Wealth and income beget wealth and income. A small amount of differentiation provides incentive to work harder and develop talents. If the gaps are too large, too persistent across generations, or too correlated with race, some risks arise. Very large gaps make it very easy for some parents to send their kids to very expensive K-12 and college while other parents cannot afford housing in an adequate public school district. If high-income parents consistently have high-income children, it looks less like meritocracy (where their children would end up all over the income spectrum) and more like hereditary aristocracy (erodes incentive to invest in education or innovation). If income/wealth gaps are too correlated with race, we will never overcome the appearance that such gaps cannot be legitimately achieved and cannot be legitimately sustained. Sure, there will be higher-income and lower-income Black Americans just as there will be higher- and lower-income Americans of other groups. To suggest that Black Americans are justifiably persistently stuck in lower-wealth and lower-income groups because they lack special “cultural” characteristics is functionally not that different from arguing that Black Americans are generally genetically inferior, except a few good ones with stray mutations.

I understand that Mr. Riley’s argument is stylistically different than the eugenicist’s argument. I understand that Mr. Riley’s argument comes from a different place in terms of facts and reasoning. If the argument strives to justify racial gaps in wealth/income by attributing the gaps to Black Americans’ inferior choices, then the argument’s conclusion begins to look like it merely repackages the eugenicist’s basic premises in terms of “choices” and “culture” instead of genetics. A person from a prior era who wanted to justify slavery or Jim Crow or segregation would gladly embrace the argument that Black people are where they are because of “choices” or “culture”. Just for fun, start with three assumptions: (1) People are people; no group has more talent, work ethic or capacity to contribute than any other group. (2) Same for criminality. (3) While there will be large differences among individuals within a group, fair aggregate outcomes should not significantly differ for long periods of time for very large, easily-identified groups of people. To Mr. Riley’s point, outcomes should differ quite a bit within each group, but humanity has not yet seen a non-rotten way of sustaining long-term, staggering differences between groups without provoking revolution or destabilizing transitions like South Africa’s. Why not choose the less destructive path of working to closing the gaps in ways that minimize market distortions?

Ajit Kirpekar
May 25 2021 at 1:44pm

I guess I am becoming the Riley defender and that probably is showing my biases.

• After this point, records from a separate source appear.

Issue #911, opened 2025-11-14
Toolchain directory layout must be computed in a more flexible way on Unix-like platforms


jakepetroules:
For example, in Fedora 43:

```sh
# swift build --build-system swiftbuild
error: Unexpected toolchain layout for Swift installation path: Path(_str: "/usr/libexec/swift/6.2/bin")
error: missing required default toolchain
error: Could not initialize build system
```

main branch will have the same issue. The install prefix is completely configurable and any given Linux distribution could theoretically put it anywhere, so we need to be able to derive these paths without hardcoding specific prefixes.

p5:
With the release of Swift 6.4, packaging Swift in a private, versioned toolchain directory such as /usr/libexec/swift/6.4.0 is blocked by these hardcoded layout assumptions. SwiftPM and Swift Build fail to locate bundled tools and libraries such as llvm-ar and IndexStore. We currently need downstream patches or launchers to make this layout work, so a prefix-independent solution would be valuable

PR #1106, opened 2026-02-19
Add CI integration tests for the static linux SDK

owenv:
This mostly mirrors the WebAssembly setup. Also, mark these as depending on the soundness checks.

### DIFF
--- a/.github/workflows/pull_request.yml
+++ b/.github/workflows/pull_request.yml
@@ -71,6 +71,7 @@ jobs:
   wasm-integration-tests:
     name: WASM Integration Tests
     uses: swiftlang/github-workflows/.github/workflows/swift_package_test.yml@0.0.6
+    needs: [soundness, space-format-check]
     with:
       enable_linux_checks: false
       enable_windows_checks: false
@@ -80,6 +81,19 @@ jobs:
       wasm_sdk_pre_build_command: SKIP_ANDROID=1 ./.github/scripts/prebuild.sh
       # This is a hack - replace the build command with a test command and drop the --swift-sdk arg the workflow appends.
       wasm_sdk_build_command: "swift test --filter WebAssemblyIntegrationTests #"
+  static-linux-sdk-integration-tests:
+    name: Static Linux SDK Integration Tests
+    uses: swiftlang/github-workflows/.github/workflows/swift_package_test.yml@0.0.6
+    needs: [soundness, space-format-check]
+    with:
+      enable_linux_checks: false
+      enable_windows_checks: false
+      enable_macos_checks: false
+      enable_linux_static_sdk_build: true
+      linux_static_sdk_versions: '["nightly-main"]'
+      linux_static_sdk_pre_build_command: SKIP_ANDROID=1 ./.github/scripts/prebuild.sh
+      # This is a hack - replace the build command with a test command and drop the --swift-sdk arg the workflow appends.
+      linux_static_sdk_build_command: "swift test --filter StaticLinuxSDKIntegrationTests #"
 
   soundness:
     name: Soundness
--- a/Tests/StaticLinuxSDKIntegrationTests/StaticLinuxSDKIntegrationTests.swift
+++ b/Tests/StaticLinuxSDKIntegrationTests/StaticLinuxSDKIntegrationTests.swift
@@ -17,28 +17,31 @@ import SWBProtocol
 @_spi(Testing) import SWBCore
 import SWBUtil
 
-private func findWebAssemblySwiftSDK() -> SwiftSDK? {
-    let wasmSDKs = try? SwiftSDK.findSDKs(targetTriples: ["wasm32-unknown-wasip1"], fs: localFS, hostOperatingSystem: ProcessInfo.processInfo.hostOperatingSystem())
-    let nonEmbeddedWASMSDK = wasmSDKs?.filter { !$0.identifier.contains("embedded") }.only
-    return nonEmbeddedWASMSDK
+private func findStaticLinuxSwiftSDK() -> SwiftSDK? {
+    guard let hostArch = Architecture.hostStringValue else {
+        return nil
+    }
+    let triple = "\(hostArch)-swift-linux-musl"
+    let sdks = try? SwiftSDK.findSDKs(targetTriples: [triple], fs: localFS, hostOperatingSystem: ProcessInfo.processInfo.hostOperatingSystem())
+    return sdks?.first
 }
 
 extension Trait where Self == Testing.ConditionTrait {
-    static var requiresWebAssemblySwiftSDK: Self {
-        enabled("WebAssembly Swift SDK is not installed", {
-            return findWebAssemblySwiftSDK() != nil
+    static var requiresStaticLinuxSwiftSDK: Self {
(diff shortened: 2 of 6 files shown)


owenv:
The current issue here is that if the currently installed toolchain does not have a matching Swift SDK, the workflow will download another toolchain matching the latest Swift SDK. But when that happens, the unit tests don't know about it and attempt to compile with the system fallback toolchain in /usr/bin/swift...

Tests/StaticLinuxSDKIntegrationTests/StaticLinuxSDKIntegrationTests.swift
```diff
@@ -0,0 +1,97 @@
...
+                """
+            }
+
+            let hostArch = try #require(Architecture.hostStringValue)
+            let triple = "\(hostArch)-swift-linux-musl"
+            let swiftSDK = try #require(findStaticLinuxSwiftSDK())
+            let destination = RunDestinationInfo(buildTarget: .swiftSDK(sdkManifestPath: swiftSDK.manifestPath.str, triple: triple), targetArchitecture: hostArch, supportedArchitectures: [hostArch], disableOnlyActiveArch: false)
+            try await tester.checkBuild(runDestination: destination) { results in
+                results.checkNoErrors()
+                let executionResult = try await Process.getOutput(url: URL(fileURLWithPath: projectDir.join("build").join("Debug-webassembly").join("tool").str), arguments: [])
```
jakepetroules: Debug-linux, not Debug-webassembly

Sources/SWBGenericUnixPlatform/Plugin.swift
```diff
@@ -56,6 +56,11 @@ struct GenericUnixDeveloperDirectoryExtension: DeveloperDirectoryExtension {
             return nil
         }
 
+        if let override = ProcessInfo.processInfo.environment["GENERIC_UNIX_DEVELOPER_DIR_TESTING_OVERRIDE"].map({ Path($0) }), override.isAbsolute {
+            print("GENERIC_UNIX_DEVELOPER_DIR_TESTING_OVERRIDE: \(override)")
```
jakepetroules: no print in libraries please

Sources/SWBGenericUnixPlatform/Plugin.swift
```diff
@@ -56,6 +56,11 @@ struct GenericUnixDeveloperDirectoryExtension: DeveloperDirectoryExtension {
             return nil
         }
 
+        if let override = ProcessInfo.processInfo.environment["GENERIC_UNIX_DEVELOPER_DIR_TESTING_OVERRIDE"].map({ Path($0) }), override.isAbsolute {
```
jakepetroules: I wonder if this overlaps with #911?

Can you add a more detailed comment explaining why this is necessary and how it works around the issue? What might a cleaner solution look like longer term?

owenv: It's not really related, I'm just trying to find the least hacky way of dealing with https://github.com/swiftlang/swift-build/pull/1106#issuecomment-3930613559

owenv:
@swift-ci test

owenv:
This change uncovered some linux toolchain registration issues, so the approach is fairly different now

.github/workflows/pull_request.yml
```diff
@@ -79,7 +80,20 @@ jobs:
       wasm_sdk_versions: '["nightly-main"]'
       wasm_sdk_pre_build_command: SKIP_ANDROID=1 ./.github/scripts/prebuild.sh
       # This is a hack - replace the build command with a test command and drop the --swift-sdk arg the workflow appends.
-      wasm_sdk_build_command: "swift test --filter WebAssemblyIntegrationTests #"
+      wasm_sdk_build_command: "env GENERIC_UNIX_DEVELOPER_DIR_TESTING_OVERRIDE=$(dirname $(dirname $(dirname $(alias swift)))) swift test --filter WebAssemblyIntegrationTests #"
```
owenv: TODO: drop this env var I left in by accident

.github/workflows/pull_request.yml
```diff
@@ -79,7 +80,20 @@ jobs:
...
+    needs: [soundness, space-format-check]
+    with:
+      enable_linux_checks: false
+      enable_windows_checks: false
+      enable_macos_checks: false
+      enable_linux_static_sdk_build: true
+      linux_static_sdk_versions: '["nightly-main"]'
+      linux_static_sdk_pre_build_command: SKIP_ANDROID=1 ./.github/scripts/prebuild.sh
+      # This is a hack - replace the build command with a test command and drop the --swift-sdk arg the workflow appends.
+      linux_static_sdk_build_command: "env GENERIC_UNIX_DEVELOPER_DIR_TESTING_OVERRIDE=$SWIFT_EXECUTABLE_FOR_STATIC_LINUX_SDK swift test --filter StaticLinuxSDKIntegrationTests #"
```
owenv: TODO: drop this env var

Tests/StaticLinuxSDKIntegrationTests/StaticLinuxSDKIntegrationTests.swift
```diff
@@ -0,0 +1,115 @@
...
+@Suite
+fileprivate struct StaticLinuxSDKIntegrationTests: CoreBasedTests {
+
+    // Currently, the integration testing GitHub Actions in CI may download a matching toolchain
+    // for the Swift SDK if the base image isn't a match. Currently, we hardcode knowledge of where
+    // that toolchain will be installed, but we should consider updating the swiftlang shared workflows
+    // with a better way of passing along this path.
+    func getStaticLinuxSDKIntegrationTestingCore() async throws -> Core {
+        // If a matching toolchain was downloaded, it will be in /github/home/.swift-toolchains
+        let userToolchainsDir = Path("/github/home/.swift-toolchains")
```
owenv, line 46: I don't like hardcoding this path, but I haven't figured out a great alternative

jakepetroules: What about `Path.homeDirectory.join(".swift-toolchains")`?

owenv:
@swift-ci test

Tests/StaticLinuxSDKIntegrationTests/StaticLinuxSDKIntegrationTests.swift
owenv: Discussed offline, that doesn't resolve to the right location when running in the container

finagolfin:
[All linux toolchain trunk snapshot CI](https://ci.swift.org/job/oss-swift-package-trigger/5089/console) started [failing](https://ci.swift.org/job/oss-swift-package-trigger/5090/console) some [SwiftPM tests today](https://ci.swift.org/job/oss-swift-package-amazon-linux-2-aarch64/4905/console) after this pull was merged, any idea if the first linux toolchain commit here may be causing it?

owenv:
@finagolfin The noWarningFromRemoteDependencies failure at least is actually from https://github.com/swiftlang/swift-build/pull/1134, I reproduced it locally. I'm going to check the other failures quickly and then get a revert up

I think you eloquently detailed your post quite well. I would say, there is a stark difference between the cultural argument and the eugenic’s argument even if it appears functionally the same. Culture can change but Eugenics in theory is what you are born with so you are stuck so to speak.  I think Riley would argue, as Sowell has, that if instead of focusing on oppression and racism as the primary hurdles – we focused our shaming on absentee fatherhood, drug use, and crime; this would have a more profound impact.

To your other point about today’s poverty. I am not sure how to make sense of it fully in my mind yet, but I have lived in SF and I have visited India many times. The poor in both places are so thoroughly different that its hard for me to reconcile. Except in this case – the poor in India are tragically far less well off and would probably view urban poverty in America as a utopia compared to their current circumstances. I furthermore strongly believe that if you took a dirt poor person in a third world country and transported them into a poor life here, that person would make far different life choices than the poor person here would.

 

Mark Z
May 25 2021 at 3:58pm

Note that for a lot of violent crime, probability of conviction is probably proportional to (among other things) likelihood of the victim reporting the crime. By and large, black people are probably less likely to report being a victim of a crime than white people, so this leads to an underestimation of crime committed by black people. I don’t think it can be trivially assumed that factors that bias conviction rate upward outweigh those that bias it downward.

Secondly: Riley isn’t trying to justify anything; he’s trying to explain differences in outcome. You’re distorting him by suggesting he’s trying to sustain group differences. In fact, if he’s right about the explanation for the differences, then erroneously treating the differences as due to racism will both fail to close the gap and introduce new injustices into society.

Finally, we tolerate massive differences in outcome between groups already. Between short people and tall people, between Jews and gentiles, Asians and everyone else. Differences between group averages don’t need to cause strife at all, we shrug countless differences off with equanimity, and I think such differences really only should matter, politically, if and to the extent that they actually are due to discrimination.

Floccina
May 25 2021 at 4:04pm

On top of this dynamic, layer on a further basic fact that marriage is increasingly a luxury of upper-income Americans; financial stress, low-wage work stress, difficult or precarious work schedules, and lack of sick time, parental leave, or health benefits add considerably to co-parents’ odds of splitting.

I’m sure that it is cheaper per person for two people marry and live together than apart. Singleness seems more the luxury good.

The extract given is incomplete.